Marc Toberoff is an intellectual property attorney specializing in copyright and entertainment litigation.

He is known for representing the estates of Superman's co-creators, Jerry Siegel and Joe Shuster, in ongoing litigation with Warner Bros. and DC Comics over the original copyrights to Superman. The lawsuit has become a seminal case regarding the Copyright Act's termination provisions, which permit authors and their estates to recover their copyrights after lengthy time periods. In 2008, Toberoff secured a favorable ruling in the U. S. District Court for the Central District of California. ("After seventy years, Jerome Siegel's heirs regain what he granted so long ago-the copyright in the Superman material that was published in Action Comics, Vol. 1."). In 2013, after a part of that decision was reversed on appeal, final judgment was entered upholding the heirs' termination as to Siegel and Shuster's original Superman story and other early works.
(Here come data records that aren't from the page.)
PR #3146, opened 2026-07-21
fix(facts): idempotent fence deposits + re-runnable fence-backfill command

### LINKED ISSUE #1867: Remote `extract_facts` deposits are never re-fenced — `row_num`-NULL backlog grows unboundedly; v0_32_2 is one-time and   un-rerunnable
### Environment
  - gbrain 0.42.23.0 (installed from github default-branch HEAD)
  - Engine: direct Postgres (localhost, no pooler/Supabase), schema v113
  - Personal single-source brain, `default` is repo-backed

  ### Summary
  Facts deposited via **remote MCP `extract_facts`** (`remote=true`) land in the DB with `row_num IS NULL` and are **never written into
  their entity page's `## Facts` fence**. The only code that fences DB→page is the **one-time `v0_32_2` Phase B** migration, which is
  registry-terminal and cannot be re-run. So the "legacy v0.31 facts pending fence backfill" counter is not a one-time historical backlog
  — it **grows with every remote deposit** (observed 587 → 707 over a couple of days), and the `extract_facts` cycle phase stays
  permanently guard-skipped.

  ### Why it happens (root cause)
  1. v0.32.2 contract: new facts write fence-first, then stamp the DB index. But the trust boundary suppresses markdown writes when
  `remote=true` (`src/mcp/server.ts` / `src/core/operations.ts`), so remote `extract_facts` facts are DB-only with `row_num IS NULL`.
  2. The cycle guard (`src/core/cycle/extract-facts.ts:112`) counts `SELECT COUNT(*) FROM facts WHERE row_num IS NULL AND entity_slug IS
  NOT NULL` and **refuses** the reconcile phase while any exist, pointing the operator to `gbrain apply-migrations --yes`.
  3. But `v0_32_2` is marked `complete` in `~/.gbrain/migrations/completed.jsonl`. `statusForVersion`
  (`src/commands/apply-migrations.ts:145`) returns `complete` if **any** entry is complete — checked **before** the `retry` branch — so
  `--force-retry` cannot regress it, `--force-orchestrator` only resets `wedged` migrations, and `--migration 0.32.2` still buckets it as
  `applied`. The runner only executes `[...partial, ...pending]` (`apply-migrations.ts:420`). There is no supported re-run path.
  4. No standalone fence-backfill command exists (`gbrain backfill` is unknown in this build); the only DB→fence logic is
  `__testing.phaseBFenceFacts` inside the migration.

  Net: remote-deposited facts accumulate as `row_num`-NULL forever, and the prescribed remedy is unreachable. Self-reinforcing: the guard
  message tells you to run a migration that won't run.

  ### Impact
  - `gbrain dream` `extract_facts` phase is permanently skipped (`legacyRowsPending > 0` guard).
  - Facts remain in the DB and stay queryable, but are **never mirrored into the markdown system-of-record**, so a rebuild purely from the
  repo (`gbrain rebuild`) would silently drop them. This breaks the v0.32.2 "DB is fully derivable from the repo" promise for any brain
  that deposits via remote MCP.
  - The backlog and the guard-skip are unbounded over time.

  ### Repro
  1. Postgres brain, v0_32_2 already applied (any normal upgrade).
  2. Deposit several facts via the remote MCP `extract_facts` op (`remote=true`).
  3. `SELECT count(*) FROM facts WHERE row_num IS NULL AND entity_slug IS NOT NULL;` → grows by each deposit.
  4. `gbrain apply-migrations --yes` → "All migrations up to date." `--migration 0.32.2 --dry-run` → "Already applied. Nothing to do." No
  way to fence them.

  ### Suggested fixes (any one)
  - A first-class, re-runnable command, e.g. `gbrain facts fence-backfill [--dry-run]`, exposing `phaseBFenceFacts` outside the migration
  registry (it's already idempotent on `row_num IS NULL`, atomic per-page, dirty-tree-guarded).
  - Have the cycle `extract_facts` phase fence orphan `row_num`-NULL rows itself (DB→fence) instead of only refusing, so the steady-state
  reconciler closes the loop.
  - Make remote `extract_facts` write its fence row on a subsequent trusted pass (e.g. the `*/15` conveyor or `gbrain extract all --source
  db`) so remote deposits don't perpetually re-arm the guard.

  ### Workaround (what I'm doing meanwhile)
  Parking the backlog (facts stay live/queryable/consolidating) and holding a deliberate out-of-band invocation of
  `__testing.phaseBFenceFacts` (backup → dry-run → apply → verify) as a pre-rebuild escape hatch.

### LINKED ISSUE #2044: Remote `extract_facts` fence-write is not idempotent — 2nd deposit to an already-fenced page throws `idx_facts_fence_key` duplicate and rolls back the whole batch
## Summary
On v0.42.23.0, remote (`remote=true`) MCP `extract_facts` now correctly fence-writes deposits (good — this is the behavior #1867 was about). But the fence-write path is **not idempotent across repeated writes to the same page**. The *first* remote `extract_facts` that fences a given entity/page succeeds; a *second* deposit routed to an already-fenced page throws:

```
```

and the **entire batch rolls back** — no facts land. A connected AI's deposit silently fails.

## Impact
This directly degrades the primary deposit path. Every MCP-connected AI (Claude app, Claude Code, Grok web/Build) uses `extract_facts visibility:world` as its default deposit. A second deposit in the same session to a page already fenced earlier loses all facts in that batch. The durable record survives only if the content also reached a committed page body by another route.

## Observed
- v0.42.23.0, direct Postgres (localhost:5432, no pooler).
- 2026-06-06: deposits ids 774–781 fenced fine on first write; a follow-up deposit to an already-fenced entity raised the duplicate-key error and rolled the batch back.

## Expected
A repeat fence-write to an already-fenced page should upsert / no-op on the existing fence key rather than insert-and-violate, so repeated same-page deposits within/across sessions are safe.

## Current workaround (standing, documented in our runbook)
Deposit once per page per session; route follow-up deposits to not-yet-fenced entities; or capture via the local CLI (`remote=false`). Durable record is the committed page body regardless.

## Relation
Sibling to #1867 (remote re-fencing). #1867 was about deposits *never* being fenced; this is about the now-active fence path colliding on *repeat* writes.

time-attack:
Fixes #2044
Fixes #1867

## #2044 — remote `extract_facts` fence-write is not idempotent

A second deposit to an already-fenced page threw `idx_facts_fence_key` and rolled back the whole `insertFacts` batch whenever the fence and the DB row_num keyspace diverged (e.g. legacy fence writes that landed at a path the current code no longer reads, leaving DB rows stamped against a fence that later restarted at row 1).

- `writeFactsToFence` now seeds the next row_num from `MAX(fence max, SELECT MAX(row_num) FROM facts WHERE source_id/source_markdown_slug)`, so a diverged page appends past the DB high-water mark instead of colliding.
- Belt-and-suspenders: `insertFacts` in BOTH engines (postgres + pglite, parity) adds `ON CONFLICT (source_id, source_markdown_slug, row_num) WHERE row_num IS NOT NULL DO NOTHING`, so a residual collision skips that one row instead of failing the batch. Returned ids stay input-ordered with skipped rows omitted; no caller indexes them positionally.

## #1867 — row_num-NULL backlog had no re-runnable remedy

The fence backfill lived only inside the one-shot `v0_32_2` migration, and the cycle `extract_facts` guard pointed at `gbrain apply-migrations --yes` — which never re-runs a completed migration, so the backlog (remote deposits that predate the fence backstop) was permanent.

- `phaseBFenceFacts` (already idempotent on `row_num IS NULL`) is exported and exposed as `gbrain facts fence-backfill [--dry-run]` (thin-client refused with a host hint, like the other FS-bound commands).
- The cycle guard message now points at the new command.
- The backfill (and its verify phase) route page paths through `resolvePageFilePath` so non-default sources fence into the same `.sources/<id>/` path the fence-write backstop and put_page write-through compute — the exact wrong-path divergence class behind #2044.

## Tests

- `test/fence-write.test.ts`: fence/DB divergence case — DB holds row_num 1..3, page has no fence; deposit lands at row 4 in both fence and DB (fails without the fix).
- `test/insert-facts-batch.test.ts`: collision now skips only the colliding row, rest of batch commits (updated from the old whole-batch-rollback contract).
- `test/facts-fence-backfill-command.test.ts` (new): backfill fences the backlog, re-run is a no-op, `--dry-run` writes nothing.
- `test/extract-facts-phase.test.ts`: guard hint asserts the new command name.

`bun run typecheck` clean; touched test files green (62 pass across the 5 direct files; one pre-existing cross-file embedding-dim contamination failure in `facts-backstop-integration` reproduces identically on pristine master).

### DIFF
--- a/src/cli.ts
+++ b/src/cli.ts
@@ -54,7 +54,7 @@ export function bigintToStringReplacer(_key: string, value: unknown): unknown {
 }
 
 // CLI-only commands that bypass the operation layer
-export const CLI_ONLY = new Set(['init', 'reinit-pglite', 'upgrade', 'post-upgrade', 'check-update', 'integrations', 'publish', 'check-backlinks', 'lint', 'report', 'import', 'export', 'files', 'embed', 'serve', 'call', 'config', 'doctor', 'migrate', 'eval', 'sync', 'extract', 'extract-conversation-facts', 'enrich', 'features', 'autopilot', 'graph-query', 'jobs', 'agent', 'apply-migrations', 'skillpack-check', 'skillpack', 'resolvers', 'integrity', 'repair-jsonb', 'orphans', 'sources', 'mounts', 'dream', 'check-resolvable', 'routing-eval', 'skillify', 'smoke-test', 'providers', 'storage', 'repos', 'code-def', 'code-refs', 'reindex', 'reindex-code', 'reindex-frontmatter', 'code-callers', 'code-callees', 'reconcile-links', 'frontmatter', 'auth', 'friction', 'claw-test', 'book-mirror', 'takes', 'think', 'salience', 'anomalies', 'calibration', 'transcripts', 'models', 'remote', 'recall', 'forget', 'edges-backfill', 'cache', 'ze-switch', 'founder', 'brainstorm', 'lsd', 'schema', 'capture', 'onboard', 'conversation-parser', 'status', 'connect', 'skillopt', 'quarantine', 'self-upgrade', 'advisor', 'watch', 'reindex-search-vector']);
+export const CLI_ONLY = new Set(['init', 'reinit-pglite', 'upgrade', 'post-upgrade', 'check-update', 'integrations', 'publish', 'check-backlinks', 'lint', 'report', 'import', 'export', 'files', 'embed', 'serve', 'call', 'config', 'doctor', 'migrate', 'eval', 'sync', 'extract', 'extract-conversation-facts', 'enrich', 'features', 'autopilot', 'graph-query', 'jobs', 'agent', 'apply-migrations', 'skillpack-check', 'skillpack', 'resolvers', 'integrity', 'repair-jsonb', 'orphans', 'sources', 'mounts', 'dream', 'check-resolvable', 'routing-eval', 'skillify', 'smoke-test', 'providers', 'storage', 'repos', 'code-def', 'code-refs', 'reindex', 'reindex-code', 'reindex-frontmatter', 'code-callers', 'code-callees', 'reconcile-links', 'frontmatter', 'auth', 'friction', 'claw-test', 'book-mirror', 'takes', 'think', 'salience', 'anomalies', 'calibration', 'transcripts', 'models', 'remote', 'recall', 'forget', 'edges-backfill', 'facts', 'cache', 'ze-switch', 'founder', 'brainstorm', 'lsd', 'schema', 'capture', 'onboard', 'conversation-parser', 'status', 'connect', 'skillopt', 'quarantine', 'self-upgrade', 'advisor', 'watch', 'reindex-search-vector']);
 // CLI-only commands whose handlers print their own --help text. These are
 // excluded from the generic short-circuit so detailed per-command and
 // per-subcommand usage stays reachable.
@@ -991,6 +991,8 @@ const THIN_CLIENT_REFUSED_COMMANDS = new Set([
   // hint pointing at the routable MCP tools; per-subcommand splits are
   // a v0.31.x follow-up TODO.
   'takes', 'sources',
+  // #1867: fence-backfill edits local .md fences + stamps the local DB.
+  'facts',
   // v0.32 thin-client routing audit (Codex round 2 findings #2, #4):
   // - `pages` purge-deleted is admin+localOnly (operations.ts:856-864)
   // - `files` list / file_url MCP ops are localOnly (operations.ts:1769-1879)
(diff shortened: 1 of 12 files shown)


time-attack:
Merging. Confirmed on master that insertFacts has no per-row conflict skip in either engine, so one diverged row_num still rolls back the whole deposit batch — that's fact loss, not just noise. Exposing the already-idempotent phaseBFenceFacts as `facts fence-backfill` is justified given the migration can never re-run and the backlog is otherwise permanent. Good call routing the backfill through resolvePageFilePath so non-default sources fence to the same path the write-through computes.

Toberoff also represents the estate of comic book artist and creator Jack Kirby in litigation with Marvel Entertainment regarding the copyrights to Kirby's co-creations, including Fantastic Four, X-Men, Incredible Hulk, Mighty Thor and Silver Surfer. A petition for certiorari to the U.S. Supreme Court is currently pending.

In the music industry, Toberoff represents, among others, the children of Ray Charles. On their behalf, Toberoff prevailed in a suit in the Central District of California regarding the copyrights to fifty-one of his songs, including many of his most famous compositions (e.g., I Got A Woman, It's All Right, Hallelujah I Love Her So). The case is on appeal. Toberoff also represents most of the children of James Brown regarding his copyrights.

Toberoff has been recognized by Forbes Magazine, The Hollywood Reporter, Variety, and the Los Angeles Business Journal as among the most influential intellectual property attorneys in the entertainment industry.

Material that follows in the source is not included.